説明

弱溶剤型塗料用樹脂組成物

【課題】本発明は、特定の顔料分散剤を使用することにより、混色性の良好な塗料組成物を提供することを目的とする。
【解決手段】実質的ビニル系重合体からなり、分子内に炭素原子に結合した加水分解性ケイ素基を少なくとも1個有する共重合体(A)成分、シリコン化合物及び又はその加水分解縮合物(B)成分、顔料分散剤(C)成分、顔料(D)成分、弱溶剤(E)成分からなる弱溶剤型塗料用樹脂組成物により良好な混色性となる塗料が得られる。

【発明の詳細な説明】
【技術分野】
【0001】
本発明は、弱溶剤型塗料用樹脂組成物および、その顔料分散方法に関する。さらに詳しくは、例えば金属、タイル、ガラス、セメント、窯業系成形物、プラスチック、木材、紙、繊維などからなる建築物、家電用品、産業機器などの塗装に好適に使用しうる塗料用樹脂組成物および、当該塗料用樹脂組成物を用いた顔料分散方法に関する。
【背景技術】
【0002】
従来、窯業系組成物、コンクリートや鉄鋼などからなる建築物、建材などの産業製品などの表面を、例えば、フッ素樹脂塗料、アクリルウレタン樹脂塗料、アクリルシリコン樹脂塗料などの塗料で被覆することによって建築物などの外観をよくしたり、防食性や耐候性等を向上させたりしている。
中でも、耐候性、耐汚染性、無機基材や有機塗膜への密着性に優れた塗料としてシロキサン結合とウレタン結合を併用したアクリルシリコン樹脂塗料が挙げられ、既に、特許出願を行なっている(特許文献1参照)。

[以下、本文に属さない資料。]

PR #5663, opened 2024-12-24
More accurately determine if MQTT uses the default server

esev:
This avoids needing to use strcmp each time a packet is sent as well.

Tested with the following values for `moduleConfig.mqtt.address`:
- An [empty string](https://github.com/meshtastic/firmware/blob/175ff218f1e8830b501dab26f8f2aa9e40d55051/src/mqtt/MQTT.cpp#L416) (`isDefaultMqttServer=true`)
- mqtt.meshtastic.org (`isDefaultMqttServer=true`)
- mqtt.meshtastic.org:1883 (`isDefaultMqttServer=true`)
- 192.168.1.10:1883 (`isDefaultMqttServer=false`)

### DIFF
--- a/src/mesh/Channels.cpp
+++ b/src/mesh/Channels.cpp
@@ -318,7 +318,7 @@ bool Channels::anyMqttEnabled()
 {
 #if USERPREFS_EVENT_MODE
     // Don't publish messages on the public MQTT broker if we are in event mode
-    if (strcmp(moduleConfig.mqtt.address, default_mqtt_address) == 0) {
+    if (mqtt && mqtt.isUsingDefaultServer()) {
         return false;
     }
 #endif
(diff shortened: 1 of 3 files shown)


fifieldt:
Is it worth also adding this to Channels.cpp ( Channels::anyMqttEnabled() ) to keep it consistent across the code base?

esev:
Nice catch! It makes sense to me.

I checked all the callers of Channels::anyMqttEnabled(), and they each checked to see that `mqtt` was valid too (or the caller was MQTT). So I don't expect the behavior to change by adding the same `mqtt &&` check inside Channels::anyMqttEnabled().

fifieldt (approved):

thebentern (approved):

PR #5667, opened 2024-12-25
Generate a coverage report for End to end tests

esev:
For coverage to be saved, the application under test needs to exit cleanly, calling all exit handling logic. This happens when the application calls `exit()`. I've modified the simulator and the crypto unit test so they exit and save the coverage details.

Demo: see the `code-coverage-report` artifact on https://github.com/esev/meshtastic-firmware/actions/runs/12497423501

The `code-coverage-report/coverage_src.info` file should be compatible with most coverage tools like CodeCov/Coveralls.

### DIFF
--- a/.github/workflows/tests.yml
+++ b/.github/workflows/tests.yml
@@ -8,12 +8,15 @@ on:
 jobs:
   test-simulator:
     runs-on: ubuntu-latest
+    env:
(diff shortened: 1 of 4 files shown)


thebentern (approved):

thebentern:
I've used Coveralls in some other projects, so I'll add it to my list to get that added for the firmware

PR #5668, opened 2024-12-26
Unset received SNR/RSSI values upon receiving packet via MQTT

GUVWAF:
When nodes receive a packet via LoRa, they publish it to MQTT without subtracting a hop, but with their received SNR/RSSI added to the packet. This means that when another node then receives this packet via MQTT, they will see *their* SNR/RSSI with `hops_away = 0`. Let's unset these values as they are confusing.


fifieldt:
Ahhhh, so that's what that is! Nice!

fifieldt (approved):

しかしながら、この組成物を塗料化する場合、顔料分散性や貯蔵安定性が不十分な場合があった。
【特許文献1】特開平2000−297242
【発明の開示】
【発明が解決しようとする課題】
【0003】
本発明は、アクリルシリコン樹脂塗料やアクリルウレタン樹脂塗料の優れた特徴を維持しつつ、これら塗料の顔料分散性や貯蔵安定性を改善した塗料用樹脂組成物を提供することを目的とする。
【課題を解決するための手段】
【0004】
本発明は、以下の構成からなる新規な塗料用硬化性樹脂組成物を提供するものであり、これにより上記目的が達成される。
【0005】
すなわち本願発明は、
1)実質的ビニル系重合体からなり、下記分子内に一般式(1)
2a
|
(R1O)3-a−Si− (1)
(式中、R1は、水素原子又は炭素数1〜10のアルキル基を表す。R2は、水素原子、炭素数1〜10のアルキル基、炭素数6〜10アリ−ル基及び炭素数7〜10のアラルキル基からなる群より選択された1価を表す。R1又はR2が複数存在する場合には、同一であっても異なっていてもよい。aは、0〜2の整数を表す。)

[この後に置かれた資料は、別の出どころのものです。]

PR #5670, opened 2024-12-26
fix for nrf52 lfs assert boot loop

tavdog:
I actually don't have a way to test this fix because the corrupted filesystem is hard to reproduce but I do know that a call to FSCom.format() did fix my issue when I called it explicitly before FSCom.begin().

### DIFF
--- a/src/FSCommon.cpp
+++ b/src/FSCommon.cpp
@@ -56,10 +56,12 @@ extern "C" void lfs_assert(const char *reason)
     LOG_ERROR("LFS assert: %s", reason);
     lfs_assert_failed = true;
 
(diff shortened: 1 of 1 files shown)


thebentern (approved):

fifieldt (approved):

grievertime:
> I actually don't have a way to test this fix because the corrupted filesystem is hard to reproduce but I do know that a call to FSCom.format() did fix my issue when I called it explicitly before FSCom.begin().

Can reproduce daily with cold weather, can I suggest putting it in the fridge? (I know it sounds stupid but it's the second day in a row that I get the same issue with old firmware)

PR #5677, opened 2024-12-27
Upgrade to LovyanGFX 1.2

fifieldt:
We need a new version for incoming TFT branch. This is the latest version, and @mverch67 says it works. What's not to like?


mverch67:
1.2 is the latest release. Seems to work, too.

fifieldt:
Cool! Let's go to that!

mverch67 (approved):

PR #5693, opened 2024-12-29
Add SE05X library

jp-bennett:


berlincount:
wow, that's a serious Secure Element - what hardware has this?

PR #6110, opened 2025-02-20
Perhaps fix TXCO reports on pro-micro

thebentern:


fifieldt (approved):
I don't think this can hurt ....

PR #6112, opened 2025-02-21
Add support for REYAX RYS352x

fifieldt:
Thanks to the work by @lukejenkins, we can see the detection message for this affordable AG3352-based chip.

Adds detection code and sets it to use common AG3352 configuration.


caveman99:
@fifieldt once we merge the improved scancode this (and the other one) probably needs a revisit.

fifieldt:
Not needed anymore - turns out I added this already in the big GPS probe patch.

PR #6116, opened 2025-02-21
GPS Factory Reset no longer needed.

fifieldt:
In 2020 there was a bad batch of tbeams whose ubloxen went a little loopy. We factory reset them to bring them sane again.

It's now 2025, the problem with tbeam is long fixed, and this is not necessary for any other devices we're aware of. Removing the function to make our code more maintainable.

There is an associated protobuf entry did_gps_reset that we might be able to re-purpose for something else, or remove in 3.0.

### DIFF
--- a/src/gps/GPS.cpp
+++ b/src/gps/GPS.cpp
@@ -48,8 +48,6 @@ HardwareSerial *GPS::_serial_gps = nullptr;
 
 GPS *gps = nullptr;
 
-static const char *ACK_SUCCESS_MESSAGE = "Get ack success!";
-
 static GPSUpdateScheduling scheduling;
 
 /// Multiple GPS instances might use the same serial port (in sequence), but we can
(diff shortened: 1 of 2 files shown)


thebentern:
I think this one is probably safe to put to bed as well as a regular part of the startup process. I do wonder if we should make it an admin command to be issued from the CLI or the clients in the case of troubleshooting some of GPS issue, since the alternative is flashing an alternative firmware to run the factory reset and then reflashing meshtastic.

fifieldt:
> I do wonder if we should make it an admin command to be issued from the CLI or the clients in the case of troubleshooting some of GPS issue,

I bow to those with experience :) So far I haven't yet come across an issue that I couldn't debug with GPS_DEBUG, and fix with changing relevant startup config commands for all devices of the type.

Come to think of it, in theory our startup configuration commands do a 'soft' reset. Those turn off all NMEA messages and turn on just the ones we want, as well as changing and saving relevant config.

Share the wisdom and I'll try to hack to make it reality.

thebentern:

で表される炭素原子に結合した加水分解性シリル基を少なくとも1個有する共重合体(A)成分、下記一般式(2)
(R3O)4-b−Si−R4b (2)
(式中、R3は炭素数1〜10のアルキル基、炭素数6〜10のアリール基および炭素数7〜12のアラルキル基から選ばれた1価の炭化水素基、R4は炭素数1〜10のアルキル基、炭素数6〜10のアリール基および炭素数7〜12のアラルキル基から選ばれた1価の炭化水素基、bは0または1を示す)で表されるシリコン化合物及び又はその加水分解縮合物(B)成分、顔料分散剤(C)成分、顔料(D)成分、弱溶剤(E)からなる弱溶剤型塗料用樹脂組成物(請求項1)である。

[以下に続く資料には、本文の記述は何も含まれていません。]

PR #6123, opened 2025-02-22
Cast user pref strings.

Mictronics:
Fixes the following build errors when user preference strings are numerical only. e.g. short name is 4 numbers.
```
error: invalid conversion from 'int' to 'const char*' [-fpermissive]
error: initializer fails to determine size of 'slipstreamTZString'
error: array must be initialized with a brace-enclosed initializer
```


fifieldt (approved):
Good catch, thanks.

PR #6124, opened 2025-02-22
Remove the usage of "bro"

sycophantic:
Removing the usage of the term "bro" in the log message.


thebentern:
Bro?! 😄 
https://www.youtube.com/watch?v=Kvc5BuLB5b0

fifieldt (changes requested):
Thank you for sending in your first patch to Meshtastic. This line is an [Easter Egg](https://en.wikipedia.org/wiki/Easter_egg_(media)), rather than a bug :)

We appreciate you signing the CLA and taking the time to submit a patch, and would welcome further contributions from you! For this one, since it's our way of having a fun in-joke, we might prefer it to stay.

PR #6140, opened 2025-02-24
remove second initSPI() in main

Woutvstk:
A second initSPI was added in a merge from master. Caused spilock issue


fifieldt (approved):

fifieldt:
Nice catch. I found the original commit where the dupe was added and this definitely needs fixing!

また、2)(C)成分がアクリル系共重合体、ウレタンオリゴマー、高分子共重合体のリン酸エステル塩から選ばれる少なくとも1種であることを特徴とする請求項1に記載の弱溶剤型塗料用樹脂組成物(請求項2)である。
また、3)(C)成分のアクリル系共重合体がアミン価を有する顔料分散剤であることを特徴とする請求項2に記載の弱溶剤型塗料用樹脂組成物(請求項3)である。
また、4)(C)成分の高分子共重合体のリン酸エステル塩がアミン価および酸価を有する顔料分散剤であることを特徴とする請求項2に記載の弱溶剤型塗料用樹脂組成物(請求項4)である。
また、5)その他添加剤(F)成分としてタレ止め剤、色分れ防止剤、消泡剤から選ばれる少なくとも1種を配合することを特徴とする請求項1〜4のいずれか一項に記載の弱溶剤型塗料用樹脂組成物(請求項5)である。
また、6)(A)成分が、(a)加水分解性シリル基を含有するビニル系単量体、(b)水酸基を含有するビニル系単量体、(c)その他の共重合可能な単量体を共重合してなるビニル系共重合体である請求項1〜5いずれか1項に記載の弱溶剤型塗料用樹脂組成物(請求項6)である。
また、7)前記(c)その他の共重合可能な単量体のうち(d)炭素数が5以上の(メタ)アクリル酸アルキルを含有してなる請求項6に記載の弱溶剤型塗料用樹脂組成物(請求項7)である。
また、8)弱溶剤(E)成分が脂肪族炭化水素を含有してなる請求項1〜7のいずれか一項に記載の弱溶剤型塗料用樹脂組成物(請求項8)である。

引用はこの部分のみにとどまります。